Threat Alert: What to Watch For

• Cybercriminals have launched a series of malicious email attacks impersonating an Amazon package order confirmation.
• The attack uses Amazon-branded emails delivered from a Zoom sending address, as threat actors are abusing Zoom’s infrastructure.
• The emails prompt recipients to click a link to download an invoice for order details. Doing so could result in in the installation of malicious software (malware) on a recipient’s device.

Key Action: Report Suspicious Emails

• Report ANY suspicious emails by clicking on the Phish Alarm button.
• Remember: Our organization occasionally sends malicious email simulations that are used to evaluate the potential impact of a real attack. Report any emails that match the tactics described above.
• If a reported message is a simulation, you will see a notification alerting you to that.

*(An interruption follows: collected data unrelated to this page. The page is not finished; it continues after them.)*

PR #253, opened 2019-03-26
Lazily create context attributes attached via baseplate.add_to_context

bradengroom:
This changes clients added to requests to be created lazily. The idea is that most requests do not access _all_ of the clients added via `baseplate.add_to_context`. We should be able to save work by not creating clients that are never accessed.


bradengroom:
This micro benchmark seems to indicate that there is potential here. We should observe the performance on a real service though.

Benchmark code:
```
# coding=utf8

import time

from baseplate import Baseplate
from baseplate.context.thrift import ThriftContextFactory
from baseplate.thrift_pool import ThriftConnectionPool
from baseplate.integration.thrift import RequestContext
from baseplate.core import ServerSpan


from genpy.test import TestService

ITERATIONS = 100000
CLIENTS = 20

def main():
    baseplate = Baseplate()
    baseplate.configure_logging()
    
    for i in range(CLIENTS):
        pool = ThriftConnectionPool(None)
        context_factory = ThriftContextFactory(pool, TestService.Client)
        baseplate.add_to_context('thrift_client_{}'.format(i), context_factory)

    for clients_to_access in range(CLIENTS):
        finals = []
        for _ in range(3):
            elapsed = 0
            for _ in range(ITERATIONS):
                context = RequestContext()
                start = time.time()
                baseplate.make_server_span(context, "example_service")
                for i in range(clients_to_access):
                    getattr(context, 'thrift_client_{}'.format(i))
                end = time.time()
                elapsed += end-start
            finals.append(elapsed)

        print("Time elapsed to create %d spans (%d clients, %d touched) = %0.4f seconds (%0.2fμs / per)" % (ITERATIONS, CLIENTS, clients_to_access, min(finals), min(finals)/ITERATIONS*1e6))


if __name__ == "__main__":
    main()
```

Current behavior:
```
Time elapsed to create 100000 spans (20 clients, 0 touched) = 6.3250 seconds (63.25μs / per)
Time elapsed to create 100000 spans (20 clients, 1 touched) = 6.3950 seconds (63.95μs / per)
Time elapsed to create 100000 spans (20 clients, 2 touched) = 6.4605 seconds (64.60μs / per)
Time elapsed to create 100000 spans (20 clients, 3 touched) = 6.5612 seconds (65.61μs / per)
Time elapsed to create 100000 spans (20 clients, 4 touched) = 6.7313 seconds (67.31μs / per)
Time elapsed to create 100000 spans (20 clients, 5 touched) = 6.6034 seconds (66.03μs / per)
Time elapsed to create 100000 spans (20 clients, 6 touched) = 6.6752 seconds (66.75μs / per)
Time elapsed to create 100000 spans (20 clients, 7 touched) = 7.1518 seconds (71.52μs / per)
Time elapsed to create 100000 spans (20 clients, 8 touched) = 6.7308 seconds (67.31μs / per)
Time elapsed to create 100000 spans (20 clients, 9 touched) = 6.9472 seconds (69.47μs / per)
Time elapsed to create 100000 spans (20 clients, 10 touched) = 6.9752 seconds (69.75μs / per)
Time elapsed to create 100000 spans (20 clients, 11 touched) = 6.9691 seconds (69.69μs / per)
Time elapsed to create 100000 spans (20 clients, 12 touched) = 6.9107 seconds (69.11μs / per)
Time elapsed to create 100000 spans (20 clients, 13 touched) = 6.9144 seconds (69.14μs / per)
Time elapsed to create 100000 spans (20 clients, 14 touched) = 6.9416 seconds (69.42μs / per)
Time elapsed to create 100000 spans (20 clients, 15 touched) = 7.0143 seconds (70.14μs / per)
Time elapsed to create 100000 spans (20 clients, 16 touched) = 7.0484 seconds (70.48μs / per)
Time elapsed to create 100000 spans (20 clients, 17 touched) = 7.0342 seconds (70.34μs / per)
Time elapsed to create 100000 spans (20 clients, 18 touched) = 7.0700 seconds (70.70μs / per)
Time elapsed to create 100000 spans (20 clients, 19 touched) = 7.1635 seconds (71.64μs / per)
```

New behavior:
```
Time elapsed to create 100000 spans (20 clients, 0 touched) = 3.9924 seconds (39.92μs / per)
Time elapsed to create 100000 spans (20 clients, 1 touched) = 4.4060 seconds (44.06μs / per)
Time elapsed to create 100000 spans (20 clients, 2 touched) = 4.7910 seconds (47.91μs / per)
Time elapsed to create 100000 spans (20 clients, 3 touched) = 5.0533 seconds (50.53μs / per)
Time elapsed to create 100000 spans (20 clients, 4 touched) = 5.3657 seconds (53.66μs / per)
Time elapsed to create 100000 spans (20 clients, 5 touched) = 6.0241 seconds (60.24μs / per)
Time elapsed to create 100000 spans (20 clients, 6 touched) = 6.1715 seconds (61.72μs / per)
Time elapsed to create 100000 spans (20 clients, 7 touched) = 6.5259 seconds (65.26μs / per)
Time elapsed to create 100000 spans (20 clients, 8 touched) = 6.8693 seconds (68.69μs / per)
Time elapsed to create 100000 spans (20 clients, 9 touched) = 7.1974 seconds (71.97μs / per)
Time elapsed to create 100000 spans (20 clients, 10 touched) = 7.5539 seconds (75.54μs / per)
Time elapsed to create 100000 spans (20 clients, 11 touched) = 7.8392 seconds (78.39μs / per)
Time elapsed to create 100000 spans (20 clients, 12 touched) = 8.4427 seconds (84.43μs / per)
Time elapsed to create 100000 spans (20 clients, 13 touched) = 8.6876 seconds (86.88μs / per)
Time elapsed to create 100000 spans (20 clients, 14 touched) = 8.9292 seconds (89.29μs / per)
Time elapsed to create 100000 spans (20 clients, 15 touched) = 9.2837 seconds (92.84μs / per)
Time elapsed to create 100000 spans (20 clients, 16 touched) = 9.5161 seconds (95.16μs / per)
Time elapsed to create 100000 spans (20 clients, 17 touched) = 9.9022 seconds (99.02μs / per)
Time elapsed to create 100000 spans (20 clients, 18 touched) = 10.1899 seconds (101.90μs / per)
Time elapsed to create 100000 spans (20 clients, 19 touched) = 10.5285 seconds (105.29μs / per)
```

baseplate/integration/mixins/lazy_attributes.py
```diff
@@ -0,0 +1,22 @@
+class LazyAttributesMixin(object):
```
bradengroom: I'm looking for some advice on improving this mixin pattern. I'm not a fan of how this relies on the implementing classes to set `self._lazy_attributes = {}`. I _could_ remove that from the implementing classes by modifying `__getattr__` to also:
```
if name == '_lazy_attributes':
  _lazy_attributes = {}
  setattr(self, name, _lazy_attributes)
  return _lazy_attributes
```

This feels gross though.

bradengroom:
👓 @spladug

baseplate/integration/mixins/lazy_attributes.py
```diff
@@ -0,0 +1,22 @@
...
+    """A mixin that allows instances to add a lazily evaluated attribute
+       through `add_lazy_property`.
+    """
+
+    # Called when an attribute is missing
+    def __getattr__(self, name):
+        if name not in self._lazy_attributes:
```
spladug: since we're trying to shave off microseconds here, i wonder if only touching the dictionary once would help?

```python
try:
    lazy_fn = self._lazy_attributes[name]
except KeyError:
    return super(LazyAttributesMixin, self).__getattr__(name)

prop_value = lazy_fn(self)
setattr(self, name, prop_value)
return prop_value
```

baseplate/integration/mixins/lazy_attributes.py
```diff
@@ -0,0 +1,22 @@
...
+            return super(LazyAttributesMixin, self).__getattr__(name)
+        prop_value = self._lazy_attributes[name](self)
+        setattr(self, name, prop_value)
+        return prop_value
+
+    def add_lazy_attribute(self, name, callable):
```
spladug: nit: callable is a builtin. we shouldn't shadow it.

baseplate/integration/mixins/lazy_attributes.py
spladug: ha, that's super meta.

one thing would just be to do the initiation in a constructor and force callers to call the constructor? that at least hides the details of what's going on from consumers?

baseplate/integration/mixins/__init__.py
```diff
@@ -0,0 +1,5 @@
+from .lazy_attributes import LazyAttributesMixin
```
spladug: how about just putting this in `baseplate/integration/__init_.py` and prefixing the class name with `_` to mark it private?

i don't think we really need a whole subpackage for this one thing.

baseplate/context/__init__.py
```diff
@@ -51,8 +51,9 @@ def __init__(self, name, context_factory):
         self.context_factory = context_factory
 
     def on_server_span_created(self, context, server_span):
-        context_attr = self.context_factory.make_object_for_context(self.name, server_span)
-        setattr(context, self.name, context_attr)
+        def context_attr(_req):
```
spladug: `_self` maybe?

pacejackson:
A couple questions:

1. Those benchmarks concern me a bit, once you use 5 or 6 clients, the behavior is about the same and gets much worse the more you access, so I think we would need to test this out in the real world to see it's effect.
2. If we do decide to do this, could we use something like this? https://github.com/reddit/baseplate/blob/0f2cf46345ba37a088078e954f4e5edf5cc37cc9/baseplate/_utils.py#L28

bradengroom:
@pacejackson 
> 1. Those benchmarks concern me a bit, once you use 5 or 6 clients, the behavior is about the same and gets much worse the more you access, so I think we would need to test this out in the real world to see it's effect.

Yeah, it does seem to get worse if you start accessing a lot of things. Neil and I discussed doing exactly what you're suggesting. I think we are gonna try rolling it out to graphql since it is one of the extreme cases with a bunch of clients. We will see how it behaves there and decide if this is worth moving forward with.

> If we do decide to do this, could we use something like this?
So this was actually the first path that I went down. It turns out that you can't just attach a property to an instance. They have to be attached to classes. I dug into how Pyramid's `add_request_method` method works and came to this interesting code:
https://github.com/Pylons/pyramid/blob/80baff6e61d775dc34bb11b7d6c8ef8569da1c40/src/pyramid/util.py#L76

They actually create a class per instance and swap out the `__class__` beneath you. It's pretty interesting, but it ended up being about 4-5x slower than our current code. This was mostly due to the creation of the new class here:
https://github.com/Pylons/pyramid/blob/80baff6e61d775dc34bb11b7d6c8ef8569da1c40/src/pyramid/util.py#L131

Their approach also brings concerns of possible memory leaks if we don't do it right. This led me to try this lighter-weight solution with `__getattr__`

baseplate/integration/pyramid/__init__.py
```diff
@@ -67,6 +69,12 @@ def baseplate_tween(request):
     return baseplate_tween
 
 
+class BaseplatePyramidRequest(Request, _LazyAttributesMixin):
+    def __init__(self, *args, **kwargs):
+        super(BaseplatePyramidRequest, self).__init__(*args, **kwargs)
+        _LazyAttributesMixin.__init__(self)
```
pacejackson: I don't think you need to do this as long as you're calling `super()`

bradengroom: I wasn't sure how exactly multiple inheritance would work here, so I tried it out:

```
>>> class Base(object):
...   def __init__(self):
...     print("Base called")
... 
>>> class Mixin(object):
...   def __init__(self):
...     print("Mixin called")
... 
>>> class Implementer(Base, Mixin):
...   def __init__(self):
...     super(Implementer, self).__init__()
...     print("Implementer called")
... 
>>> Implementer()
Base called
Implementer called
<__main__.Implementer object at 0x10ff78860>
```

The `super()` function is just going to return the first class in `__mro__`, so `Mixin` doesn't get triggered by calling super.

pacejackson: I think if the base classes also call super, then both will get called. 

https://stackoverflow.com/a/16310777

bradengroom: Oh I see. I think this would work for our thrift request object, but not our pyramid request object. It looks like we would make it down to webob's `BaseRequest`  which doesn't appear to call `super`:
https://github.com/Pylons/webob/blob/b5297529ef5a8dd3dd84c6cfa41afd101acfa8a2/src/webob/request.py#L93

pacejackson: Makes sense in it's own weird way, multiple inheritance is kind of a mess 😅

bradengroom:
💇

baseplate/integration/__init__.py
```diff
@@ -5,6 +5,39 @@
...
+    def __init__(self, *args, **kwargs):
+        super(_LazyAttributesMixin, self).__init__(*args, **kwargs)
+        self._lazy_attributes = {}
+
+    # Called when an attribute is missing
+    def __getattr__(self, name):
+        try:
+            lazy_fn = self._lazy_attributes[name]
+        except KeyError:
+            return super(_LazyAttributesMixin, self).__getattr__(name)
```
pacejackson: Out of curiosity, did this change affect the benchmarks much at all?

baseplate/context/__init__.py
```diff
@@ -51,8 +51,9 @@ def __init__(self, name, context_factory):
         self.context_factory = context_factory
 
     def on_server_span_created(self, context, server_span):
-        context_attr = self.context_factory.make_object_for_context(self.name, server_span)
-        setattr(context, self.name, context_attr)
+        def context_attr(_self):
+            return self.context_factory.make_object_for_context(self.name, server_span)
+        context.add_lazy_attribute(self.name, context_attr)
```
pacejackson: Would it make sense to make this optional?  It could default to on but give services the option to turn it off?  I could see it being the case that this helps some services but hurts others.

baseplate/integration/__init__.py
```diff
@@ -5,6 +5,39 @@
...
+
+        prop_value = lazy_fn(self)
+        setattr(self, name, prop_value)
```
pacejackson: Does this actually _do_ anything?  Isn't `__getattr__` always going to check `self._lazy_attributes[name]` first and find the function in there?  I think we would have to `pop` the function out of `self._lazy_attributes` for this to work.

pacejackson: Side note, I think this would make the performance much worse since you're re-building the client object each time you access it.

spladug: `__getattr__` is only called for things not in the instance's `__dict__` (to override _that_, you use `__getattribute__`) so it will stop getting called once the setattr puts the reified value into the instance dict.

pacejackson: ahhhh, that's not confusing at all.......

baseplate/integration/__init__.py
bradengroom: Not any dramatic impact. I think it'd be hard to see something like this come through in my micro benchmark:
```
Time elapsed to create 100000 spans (20 clients, 0 touched) = 3.6920 seconds (36.92μs / per)
Time elapsed to create 100000 spans (20 clients, 1 touched) = 4.1572 seconds (41.57μs / per)
Time elapsed to create 100000 spans (20 clients, 2 touched) = 4.4702 seconds (44.70μs / per)
Time elapsed to create 100000 spans (20 clients, 3 touched) = 4.7819 seconds (47.82μs / per)
Time elapsed to create 100000 spans (20 clients, 4 touched) = 5.0547 seconds (50.55μs / per)
Time elapsed to create 100000 spans (20 clients, 5 touched) = 5.4793 seconds (54.79μs / per)
Time elapsed to create 100000 spans (20 clients, 6 touched) = 5.7219 seconds (57.22μs / per)
Time elapsed to create 100000 spans (20 clients, 7 touched) = 6.0422 seconds (60.42μs / per)
Time elapsed to create 100000 spans (20 clients, 8 touched) = 6.8233 seconds (68.23μs / per)
Time elapsed to create 100000 spans (20 clients, 9 touched) = 6.8550 seconds (68.55μs / per)
Time elapsed to create 100000 spans (20 clients, 10 touched) = 7.6404 seconds (76.40μs / per)
Time elapsed to create 100000 spans (20 clients, 11 touched) = 7.3861 seconds (73.86μs / per)
```

pacejackson: Makes sense, thanks!

bradengroom:
@spladug 
> note: this won't work on r2 but that's probably OK since we're gonna be dropping py2.7 support anyway.

Shouldn't this work as long as r2 uses baseplate's `add_to_context` and `make_server_span` methods? I see lots of calls to `add_to_context` in r2's app_globals file. I'm not sure how span creation happens though.

bradengroom:
I'm gonna see if I can monkey patch this into graphql

spladug:
r2's context object is pylons's `tmpl_context` global. We don't have any code in this PR for mixing-in our base class there so the lazy stuff won't be present.

bradengroom:
> r2's context object is pylons's tmpl_context global. We don't have any code in this PR for mixing-in our base class there so the lazy stuff won't be present.

Oh yeah. You told me this yesterday

pacejackson:
> I'm gonna see if I can monkey patch this into graphql
Since we have wheels, it's probably better to make a wheel of this branch and try using that in graphql?

bradengroom:
> Since we have wheels, it's probably better to make a wheel of this branch and try using that in graphql?

I'd prefer this. I'm just not sure how to make a wheel of this branch. Do I need to reach out to infra?

bradengroom:
I created a ticket to get a wheel of this branch made. I'd just let this sit until then

spladug:
This branch is off master right? If we wheel off that, any service using it will need to upgrade to apache thrift too. Might want to rebase onto the 0.28 series if you don't want that hassle. 

Or you could try on activity service which is on apache thrift now, but won't be terribly interesting otherwise.

bradengroom:
> This branch is off master right? If we wheel off that, any service using it will need to upgrade to apache thrift too. Might want to rebase onto the 0.28 series if you don't want that hassle.

Changing my ticket to point to this branch:
https://github.com/reddit/baseplate/pull/254

baseplate/context/__init__.py
spladug: Maybe a `LazyContextFactory` and `EagerContextFactory` and then alias the old `ContextFactory` to whichever profiles out to be the more common-case friendly one? Then services can decide based on the individual context attributes based on their knowledge of their own usage patterns.

spladug:
I'm going to close this out as f30f1c5f6ca11d5b63aeae4016342217353caf3a..ec802fe16c56e961354742d993947ff8c621a9a5 is merged. Thanks so much for pioneering this and pushing for the improvement.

No further action is needed on your part.
• If a reported message was not a simulation, and you are concerned about a time-sensitive request, you must take additional steps to verify the email is valid before acting on it.

Tips to Remember (at Work and at Home)

• Go beyond surface clues. Familiar logos, branding, and names are not automatic indicators that an email is safe. Cybercriminals often imitate well-known organizations.
• Verify the legitimacy of any unsolicited/unexpected email before you interact with it, especially if it directs you to click on a link or download a file. If in doubt, always navigate directly to a company’s trusted webpage to check items like order status.
• Keep in mind that cybercriminals regularly abuse legitimate services like Zoom. This may allow them to send malicious emails from legitimate sending addresses. If you see an organizational email delivered from a different company’s sending address, it should be regarded as potentially malicious.